FASD (fetal alcohol spectrum disorder) is typically not considered a high incidence occurrence, given cultural mores surrounding alcohol and pregnancy. *This might be an underreported issue as standard prenatal care is not yet “best practice” across the country. Western influences of education and cultural shifts are contributing to changes in both the incidence of drinking during pregnancy and the care offered expectant mothers.
9. The Post-Adoption Reports
The CCCWA requires adoptive parents to submit post-placement reports at 6 months, and then yearly for 5 years after finalization. Some agencies might require additional reports in some cases. The first 3 reports must be prepared by the social workers who prepared the home study. Reports for years 3, 4, and 5 can be self-reports, by the family. Your agency will typically provide a template or resources to do your reports.

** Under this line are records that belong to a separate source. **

PR #923, opened 2026-06-30
fix(geo): anchor a multi-origin source on an in-log per-origin HWM so a crash can't double-apply (#906)

### LINKED ISSUE #906: [high] Geo multi-origin SOURCE can double-apply a batch on a crash between record sync and cursor commit (#799 residual)

ELares:
### The bug
A geo multi-origin **SOURCE** applies an origin's pull in two fsyncs: it syncs the validated records to the local fan-in log, then durably advances that origin's cursor (a separate fsync on the `OriginCursorStore`). A crash *between* the two leaves the records durable but the cursor stale → on restart the origin re-pulls from the stale cursor and **re-applies its last batch**, injecting a duplicated block into the fan-in stream (a no-dup / durable-prefix invariant violation).

The single-origin **mirror** was already fixed (#799) by anchoring on the local log's `next_offset`. A multi-origin source has no positional anchor — its `next_offset` is the interleaved fan-in total, not any one origin's offset — so that fix was intentionally off for it (the residual window #906 tracks).

### The fix (Option 1 from the issue — in-log per-origin HWM marker)
Give the source a per-origin durable high-watermark made durable by the **same fsync** as the records:
- After appending an origin's validated frames, and **before** `log.sync()`, the applier appends a **discriminated HWM marker** record — a reserved NUL-prefixed key + payload magic — carrying the full `(origin → applied offset)` snapshot (reusing the existing cursor codec). The marker rides the same single `fdatasync` as the data, which is exactly the atomicity the separately-fsynced cursor lacks.
- On reopen, the per-origin HWM is rebuilt **O(1)** from the log's tail record (every appending batch ends with a marker, and the highest offset is never reaped).
- Apply now anchors the skip on `durable_anchor = max(cursor, hwm)` for a multi-origin source — so a re-pull of an already-synced batch is **skipped**, exactly as the single-origin path already does with `next_offset`.

### Why it's contained / safe
- The marker lives **only** in the local fan-in log (never on the wire) and **only** for a multi-origin source. A single-origin **mirror writes no markers** and keeps its byte-identical log (a new test asserts this).
- A fresh / legacy marker-less log recovers as HWM `0` — the safe degrade to cursor-only (pre-#906 behavior), which self-heals after the first new batch writes a marker.
- The wire format (`MirrorPullResponse`) is untouched. `MirrorApplier::new` stays infallible (lazy rebuild on first apply), so no call-site churn and an open never trips on a transient read.
- Confirmed by design review: the source fan-in log is a physically separate log that **no client consume or chained-serve path reads today** (`spawn_geo_plane` hands it only to the puller threads; consumer/serve reads go to the engine's own `StreamSet`/`read_plane`), so markers don't pollute any consumer stream. (If source-log consume is wired later, that path filters markers by the reserved key + magic.)

### Tests (+3, ironbus-server)
- `a_multi_origin_source_re_pull_after_the_crash_window_skips_not_double_applies` — reproduces the post-crash durable state (records + marker ahead, cursor lagging) the way the #799 test does (log and cursor on independent disks), then re-pulls and asserts `applied == 0` and the fan-in log did not grow. **Verified to FAIL when the anchor is reverted to `cursor`** (the bug reappears: the re-pull re-applies).
- `a_multi_origin_source_recovers_the_per_origin_hwm_from_the_tail_marker` — recovery rebuilds **both** origins' HWMs from the single tail marker.
- `a_mirror_writes_no_hwm_markers` — the single-origin path writes no markers (byte-identity preserved).
- The existing fan-in tests now account for marker records.

938 server lib tests + CLI suites green; `fmt` + `clippy --workspace --all-targets --all-features -- -D warnings -W clippy::pedantic` clean.

### Follow-on guards (not triggered by current wiring; noted for later)
- If `OriginServer::serve_pull` is ever pointed at a source log to feed a downstream mirror, it must skip markers (a raw marker shipped verbatim would be rejected by the downstream's `codec::decode`).
- The O(1) tail recovery depends on "every data-bearing batch ends with a marker" (both sync sites route through one helper); a bounded-scan fallback is the safety net if that ever changes.

### DIFF
--- a/crates/ironbus-server/src/cluster/geo.rs
+++ b/crates/ironbus-server/src/cluster/geo.rs
@@ -851,6 +851,29 @@ impl<F: Filesystem, C: Clock> MirrorApplier<F, C> {
         origin_key: &str,
         resp: &MirrorPullResponse,
     ) -> Result<ApplyOutcome, GeoError> {
+        self.apply_pull_response_inner(origin_key, resp, true)
+    }
+
+    /// TEST SEAM (#906): apply `resp` but STOP after the batch's records and any mid-batch seal markers,
+    /// BEFORE the final marker, the group-commit `log.sync()`, and the cursor commit — modeling a crash in
+    /// the durability window. The mid-batch seals are already durable (each fsynced its segment with a
+    /// marker tail); the active segment's unsynced tail and the cursor are not, so a subsequent
+    /// `simulate_power_loss` leaves exactly the post-crash durable state to test recovery against.
+    #[cfg(test)]
+    fn apply_then_crash_before_final_sync(
+        &mut self,
+        origin_key: &str,
+        resp: &MirrorPullResponse,
+    ) -> Result<ApplyOutcome, GeoError> {
+        self.apply_pull_response_inner(origin_key, resp, false)
+    }
+
+    fn apply_pull_response_inner(
+        &mut self,
+        origin_key: &str,
+        resp: &MirrorPullResponse,
+        finalize: bool,
+    ) -> Result<ApplyOutcome, GeoError> {
         let cursor = self.cursors.cursor(origin_key);
         // An empty run (caught up to the origin's HW) is a clean no-op that still reflects the observed
         // HW. Its `first_offset` may be the cursor OR the origin HW; either way nothing is applied.
@@ -955,10 +978,22 @@ impl<F: Filesystem, C: Clock> MirrorApplier<F, C> {
                 headers: view.headers,
                 payload: view.payload,
             };
-            self.log.append(&append)?;
+            // Append the record, managing segment boundaries so a marker always caps a sealed segment
+            // (#906). `at_origin_offset` is this origin's applied extent BEFORE this record, i.e. the HWM
+            // a sealing marker would record for the records already in the active segment.
+            self.append_origin_record(origin_key, &append, at_origin_offset)?;
             applied += 1;
             seen += 1;
             at += frame_len;
+        }
+        if !finalize {
+            // TEST-ONLY crash point (#906): the records and any mid-batch seal markers are appended (the
+            // seals are durable), but the final marker + group-commit fsync + cursor commit have NOT run.
+            return Ok(ApplyOutcome {
+                applied,
+                cursor: cursor + seen,
+                origin_high_watermark: resp.origin_high_watermark,
+            });
         }
         // Durably commit the applied batch to the local log (one fsync per pull — the group-commit shape).
         // For a multi-origin source that appended records, the per-origin HWM marker is appended FIRST so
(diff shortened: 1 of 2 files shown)


ELares:
## Converting to draft — a fresh-eyes review found a BLOCKING defect in the atomicity premise

A rigorous fresh-eyes review caught a real hole I missed: the "marker rides the SAME fsync as the records" claim **fails across an intra-batch segment roll**.

`Log::append` rolls when the active segment reaches `max_segment_bytes` (log.rs:1838), and `roll()` → `seal()` → `file.sync_all()` (segment.rs:770) is a full, independent fsync. So if a data record (or the marker) mid-batch tips the active segment over the cap, the already-appended data is **sealed + fsynced in a separate durability unit from the marker**. A crash in the seal→final-`sync` window leaves a **data record** as the durable tail → `read_durable_hwm` returns empty → `durable_anchor = cursor` (stale) → the already-durable prefix is re-applied. This reopens the exact #906 double-apply window at every segment-rotation boundary (a normal recurring event when the active segment sits near full and a batch up to `MAX_GEO_PULL_BYTES` straddles a roll).

The review also (correctly) flagged that **no existing test models a lost-unsynced-tail crash** — `InMemoryFs` persists everything, so the roll-straddle hole is invisible to the current tests.

### Rework plan
Guarantee that **every sealed segment of the fan-in log ends with a HWM marker covering exactly that segment's records**, so the durable tail is always a marker no matter where rolls fall:
- Add minimal generic `Log` primitives so geo manages segment boundaries explicitly: append-without-implicit-roll, force-seal-active, and an at-or-over-cap check. (The engine append path is only *factored*, not behavior-changed — conformance/reproducibility gates guard it.)
- Geo's apply: before a data append would overflow the active segment, append the current marker as the segment's sealing tail, then force-seal; the final marker rides the batch's `log.sync()`. Crash before any seal → batch not durable → fresh re-pull; crash after a mid-batch seal → that segment's marker tail recovers the correct HWM → skip.
- Add a **crash test using `InMemoryFs::simulate_power_loss`** that drops the unsynced tail and exercises the roll-straddle case, so a regression is caught.

Holding the merge until the rework lands and passes a re-review.

The non-blocking follow-ups (untrusted-key discriminator hardening; marker payload cap; read-side marker filter if the source log ever becomes client-consumable) will be addressed or filed separately.

ELares:
## Rework pushed — the roll-straddle blocking defect is fixed

Commit `ba03316` closes the blocking finding (a batch straddling a segment roll could leave a data-record durable tail → empty HWM → double-apply).

**The fix: cap EVERY sealed segment of the fan-in log with a HWM marker**, so the durable tail is always a marker no matter where rolls fall.

- `ironbus-storage` (log.rs): factored `append` into `append_inner(record, allow_roll)` — byte-identical (`append` = `append_inner(.., true)`; all 110 log tests pass unchanged) — and added three generic geo-only primitives: `append_without_roll`, `seal_active_segment`, `active_segment_at_or_over_cap`.
- `ironbus-server` (geo.rs): multi-origin apply now manages segment boundaries explicitly via `append_origin_record` — when the active segment is at/over cap it appends the current marker as the segment's **sealing trailer** and force-seals (so the just-fsynced segment ends with a marker covering exactly its records), then the record starts a fresh segment via `append_without_roll`. The final marker rides the batch's `log.sync()`. The single-origin mirror is untouched (plain `log.append`, byte-identical, roll-proof `next_offset`).

**New crash test** `a_multi_origin_re_pull_after_a_roll_straddle_crash_skips_not_double_applies`: origins with big segments (one pull serves many records) feed a small-segment local log so the batch straddles several rolls; it crashes before the final sync via a `#[cfg(test)]` seam, then `InMemoryFs::simulate_power_loss` drops the unsynced tail. Asserts the durable tail is a MARKER with a partial HWM and that each record is applied exactly once. **Verified to FAIL** when `append_origin_record` is reverted to the old implicit-roll / marker-at-end behavior.

This also closes the review's untrusted-discriminator concern (E): the durable tail is now always our own marker, so a malicious origin data record can never be the recovery tail.

939 server lib + 411 storage lib + CLI suites green; fmt + clippy (workspace, pedantic) clean.

Non-blocking follow-ups (review E/I/4) filed as **#924** (clamp recovered HWM ≤ next_offset; document the marker payload cap; add a read-side marker filter if a source's fan-in log ever becomes client-consumable).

In March 2021, the CCCWA added a “Second Phase of Post Placement Reporting” that now applies to families who have not yet completed their adoptions, and to families who have not yet completed all (six) reports prior to April 1, 2021. This “Second Phase” allows those families to upload the required information themselves through the CCCWA Family Portal.
CCCWA is now requesting five (5) photos and/or videos at least one time per year; a written letter or report is optional.

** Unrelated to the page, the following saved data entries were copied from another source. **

PR #927, opened 2026-06-30
perf(cluster): apply follower fetches off the global data-plane lock (#809, Phase 2)

### LINKED ISSUE #809: [high] Single node-wide Arc&lt;Mutex&lt;DataPlaneServer&gt;&gt; serializes all leader fetch-serves, follower applies (held across fsync), and produce-ack parks across every partition and role
## The cost

The whole data plane on a node funnels through ONE lock: `server: Arc<Mutex<DataPlaneServer<F, C>>>` (`crates/ironbus-server/src/cluster/serve.rs:752`). `DataPlaneServer` (serve.rs:439-448) wraps the seam/controller whose `roles` map is keyed by partition, so a single lock spans **every partition and both leader+follower roles**. Three independent hot paths contend on it:

**(1) Leader fetch-serve — lock held across an O(fetch_bytes) memcpy.** The leader spawns one reader thread per follower link:
```rust
// serve.rs:1049-1053
std::thread::Builder::new().name("ib-dataplane-read"...).spawn(move || {
    run_dataplane_reader(DataPlaneLink::new(stream), &server, &release, &sd);
});
```
Each reader serves a FetchRecords under the lock:
```rust
// serve.rs:1110-1113
let Ok(mut srv) = server.lock() else { return; };
srv.handle_frame(partition, frame).ok()
```
`handle_frame` -> `serve_fetch` (`dataplane.rs:588`, takes only `&self`) -> `ReadPlaneLeader::serve_fetch`, which copies the whole batch under the lock:
```rust
// replication.rs:619-627
let sealed = self.plane.read_range_raw(from, max_records, Some(req_bytes as usize))?;
Ok(FetchResponseBody { ..., frame_bytes: sealed.run.bytes.to_vec() })  // up to MAX_REPL_FETCH_BYTES
```
So K followers => K threads, each serialized on the global lock across a multi-MiB `to_vec` + read.

**(2) Follower apply — global lock held across fsync.** The follower fetch loop applies under the same lock:
```rust
// serve.rs:1306-1316
let Ok(mut srv) = server.lock() else { return; };
... srv.seam_mut().controller_mut().apply_fetch_response(partition, &resp) ...
```
`apply_fetch_response` (replication.rs:790-821) decodes + re-appends every frame and then calls `self.log.sync()` (fsync) — all under the global lock. A follower of N partitions therefore serializes each partition's fsync behind the others: partition A's fsync blocks partition B's serve/apply.

**(3) Per-produce ack park.** Every C2-fsync clustered produce parks its ack under the same lock:
```rust
// client_ack.rs:303
let Ok(mut srv) = self.server.lock() else { ... };
```

The read plane it serves from is wait-free (`read_plane.rs:518` ArcSwap, Acquire load), so this coarse lock throws away the off-actor lock-free design.

## Impact

Caps per-node replication throughput at single-lock width regardless of follower count or partition count. On a K-follower leader the fan-out serving is serial, each critical section spanning a batch memcpy; on a multi-partition follower the per-partition fsyncs (which can be milliseconds) are serialized cross-partition under one lock. Throughput (replication MB/s) and tail latency (head-of-line behind another partition's fsync) both suffer; severity scales with K and partition count.

## Proposed optimization

1. Never hold the lock across the heavy work. For fetch-serve, take the lock only long enough to clone the `Arc<ReadPlane>` for the partition (or look up the leader role), drop it, then run `read_range_raw` + `to_vec` off-lock — the read plane is already lock-free. For follower apply, drop the lock before `log.sync()`.
2. Shard the `roles`/seam map per partition (`DashMap`-style shards, or `Arc<RwLock>`/`Arc<Mutex>` per partition) so different partitions never contend.
3. Split the read-only serve path (`serve_fetch`, `&self`) from the mutating apply/report path, so concurrent fetch serves to different followers proceed in parallel (RwLock read side, or serve straight off `Arc<ReadPlane>` with no controller lock).

Pre-adoption: no back-compat constraints; the wire frames are unchanged, this is purely the in-process locking.

## How to measure

- Microbench a leader with K=1,4,8 follower links each issuing back-to-back FetchRecords at MAX_REPL_FETCH_BYTES; measure aggregate replication MB/s and per-fetch serve latency. Today it stays flat as K grows; sharded/off-lock should scale with cores.
- On a follower of N partitions, measure per-partition apply+fsync p99 while all N catch up concurrently; the cross-partition head-of-line gap (A's fsync stalling B) disappears once the lock is not held across `log.sync()`.
- Add a contention counter / `parking_lot`-style wait-time histogram on the lock and confirm wait time falls to near zero after sharding.

ELares:
## #809 Phase 2 — apply follower fetches off the global data-plane lock

After Phase 1 off-locked the leader fetch-**serve**, the follower fetch loop still held the node-global `Arc<Mutex<DataPlaneServer>>` across `apply_fetch_response` — decode + append + `log.sync()` (**fsync**) — so partition A's apply/fsync serialized behind the one global lock, blocking partition B's serve/apply/park. This was flagged as potentially the bigger win (fsync-dominated contention).

### What changed
- `PartitionRole::Follower` now holds the follower as an `Arc<Mutex<EpochAwareFollower>>` (a `FollowerHandle`).
- The follower fetch thread clones the handle **once** (under a brief global lock) and then applies + reports via the new `apply_on_follower` / `report_from_follower` **off the global lock** — holding only that handle's per-partition lock across the fsync. So A's fsync no longer blocks B. The per-iteration `make_fetch_request` still goes through the controller (brief) and exits the loop once the role is gone.
- The controller's follower-routing methods lock the handle internally; `follower_log` became a closure accessor `with_follower_log` (a `&Log` can't be borrowed across the lock).

### The failover sharp edge (handled carefully)
`promote_follower_to_leader` must **not** consume the `Arc` (a still-running fetch thread holds a clone — `try_unwrap` would race). It already **drops** the log after building the read plane (the leader serves through the plane only), so it now builds the plane + seeds a **clone** of the epoch cache from the **locked** `&log`, leaving the `Arc` for the exiting fetch thread to drop. Writer release is deferred to that exit — harmless: nothing else writes the replica log, and the leader serves only up to the committed HW. The committed-completeness self-verify + epoch fence are unchanged. A poisoned follower lock is recovered with `into_inner` so one partition's apply panic can't wedge the whole plane.

### Correctness
Unchanged: same bytes, same order, same I2 (ack-after-fsync), same failover self-verify + fence. **All 358 cluster tests** (replication / ISR / failover / byte-identity) pass.

### Test
`a_follower_apply_does_not_hold_the_server_lock_across_the_fsync` parks a follower apply mid-fsync (the fault sync gate) and asserts the server `Mutex` is **FREE** while the per-partition follower lock **IS held** — proving the apply runs under the partition lock, off the global lock.

941 server lib + 416 storage lib green; workspace clippy (pedantic) + fmt clean.

### Follow-up (Phase 3, to fully close #809)
Factor the seam's node-global `parked`/`next_token` (atomic token + per-partition parked) to remove the last global serialization on the produce-ack park path. Tracked under #809.

Refs #809

### DIFF
--- a/crates/ironbus-server/src/cluster/dataplane.rs
+++ b/crates/ironbus-server/src/cluster/dataplane.rs
@@ -459,8 +459,19 @@ pub type AckToken = u64;
 /// recovered with `into_inner` everywhere (a follower-apply panic must not wedge the whole data plane).
 pub(crate) type FollowerHandle<F, C> = Arc<Mutex<EpochAwareFollower<F, C>>>;
 
-/// Lock a follower handle, recovering from a poisoned lock (`into_inner`) so a panic in one partition's
+/// Lock a follower handle, recovering from a poisoned lock (`into_inner`) so a panic in ONE partition's
 /// apply never wedges the whole data plane (#809).
+///
+/// This is a deliberate scope change from the pre-#809 global lock, which failed CLOSED on a poison (the
+/// fetch loop's `let Ok(..) = server.lock() else return` tore down on a poisoned global). Recovering a
+/// poisoned PER-PARTITION follower is sound here: `apply_fetch_response` returns a typed `Err` for every
+/// EXPECTED fault (corrupt / non-contiguous / storage) — a panic is therefore a latent bug, not
+/// adversarial input — and the follower's durable state is never left half-applied in a way a later read
+/// could serve as committed: `next_offset` advances only AFTER `Log::append` returns `Ok` (a torn append
+/// errors rather than advancing), and follower reads clamp to `follower_safe_watermark(plane.flushed(),
+/// known_committed_hw)`, so any torn UNCOMMITTED tail is never served below the committed bar. (If a
+/// poison ever needs stricter handling, fail closed by dropping the follower and forcing a clean
+/// re-fetch — tracked as a #809 follow-up.)
 fn lock_follower<F: Filesystem, C: Clock>(
     handle: &FollowerHandle<F, C>,
 ) -> std::sync::MutexGuard<'_, EpochAwareFollower<F, C>> {
@@ -1217,9 +1228,18 @@ impl<F: Filesystem + Clone, C: Clock> DataPlaneController<F, C> {
         // from `&log`) and the learned epoch history (cloned), never ownership of the log. On a verify
         // failure the follower role is restored unchanged. The `Arc` then drops here; the follower's
         // replica-log writer is released once the last clone (an exiting fetch thread's) drops — the same
-        // "serve through the read plane only" outcome as the old `into_log()`+`drop(log)`, only the
-        // writer release is deferred to the thread's exit instead of being immediate (harmless: nothing
-        // else writes this replica log, and the leader serves only up to the committed HW).
+        // "serve through the read plane only" outcome as the old `into_log()`+`drop(log)`, only the writer
+        // release is deferred to the thread's exit instead of being immediate.
+        //
+        // SAFETY of the deferred release: only ONE writer ever touches this replica log (the leader's
+        // append actor is not yet wired, so nothing else writes it), and the follower lock serializes a
+        // racing post-promotion apply against this promotion. Such an apply CAN still advance the leader's
+        // served frontier (`plane.flushed()`), but it only appends a byte-identical, CRC-revalidated,
+        // CONTIGUOUS continuation of the same authoritative old-leader lineage ABOVE the promotion
+        // frontier — adopting more of the uncommitted tail under the new epoch, never overwriting
+        // committed data and keeping the epoch fence at `frontier` consistent. When the append actor IS
+        // wired to write this log, add an explicit single-writer handoff (wait for the fetch thread to
+        // exit / the `Arc` to drop before opening the writer) — tracked as a #809 follow-up.
         let plane_epochs = {
             let guard = lock_follower(&follower);
             let log = guard.follower().log();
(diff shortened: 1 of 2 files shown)


ELares:
## Fresh-eyes review: APPROVE-WITH-NITS (no blocking issues)

A deep concurrency review (isolated worktree, 9 dimensions) confirmed the change is sound:
- **No deadlock** — strict global→follower lock ordering, structurally impossible to invert (the controller is nested inside the server and has no handle to the global Mutex; `apply_on_follower`/`report_from_follower` take only the follower lock).
- **Failover/promotion is safe** — the post-promotion apply window is benign: it appends only a byte-identical, CRC-revalidated, contiguous continuation above the promotion frontier (never overwriting committed data), with the epoch fence consistent. Only one writer touches the replica log today (the leader append actor isn't wired).
- **Win is real** — the apply's `log.sync()` runs holding only the per-partition follower lock; the new test discriminates (server lock free + handle lock held during the parked fsync).
- All 359 cluster tests pass incl. the real-thread 3-node failover capstones.

### Addressed (doc-only, commit db14d75)
- **(SHOULD-FIX, poison recovery)** Documented inline why recovering a poisoned per-partition follower (vs the old fail-closed global poison) is sound: apply returns typed errors for expected faults, `next_offset` advances only after a clean append, and follower reads clamp to the committed bar.
- **(comment nit)** Tightened the promotion comment — a racing post-promotion apply *can* advance `plane.flushed()`, but only with a contiguous continuation above the frontier; added a note to add an explicit single-writer handoff when the append actor is wired.

### Left as tracked follow-ups (under #809)
- A future single-writer handoff gate for when the leader append actor writes the replica log (B-ii/iii).
- The `&mut self`→`&self` tightening on a few now-interior-mutable methods (harmless NIT).

Re-running CI on the doc commit; will merge once green.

Families who have completed all six (6) post-adoption reports before the April 1, 2021 deadline are not required to provide information for the Second Phase of Post Placement Reporting but may provide this information if they would like.

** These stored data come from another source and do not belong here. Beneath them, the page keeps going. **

PR #52, opened 2016-03-23
Eliminate clones when caching has been disabled

nateberkopec:
This is probably more CoffeeScript than I've ever written in my life, so let me know if this can be organized better.

If the new Snapshot isn't going to be cached, it's more memory-and-time efficient to just insert that Snapshot directly into the page rather than cloning it.

### DIFF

Creating a Family always urges families to comply with post-adoption requirements in a timely manner. Your cooperation contributes to the program’s stability and adds to China’s history of positive experiences with US citizen parents.
10. The Additional Resources
The following additional resources can help you learn more about adoption from China:
- The US Department of State Intercountry Adoption from China
- The Annual Report on Intercountry Adoption
- Creating a Family’s International Adoption Resource page
- No Hands But Ours – resource site, specific to China Adoption
- Special Needs Resources – China Adoption – Facebook support group specific to China Adoption
- China Adoption Questions – Facebook support group specific to China Adoption
- Statistics: Special Needs of Special Focus Children in China Age 0-5 – blog post from Madison Adoption Associates, an Education Partner
- International Adoption Chart – spreadsheet from Children’s Home Society/Lutheran Social Services of Minnesota, an Education Partner
This information is current as of April 2021 and represents our best estimates and approximations only. Depending upon your individual circumstances, even the widest ranges can vary greatly. Please always refer back to your chosen adoption service provider for specifics regarding your process.
This information is subject to change; therefore, check with an agency approved to place from this country for the most current information.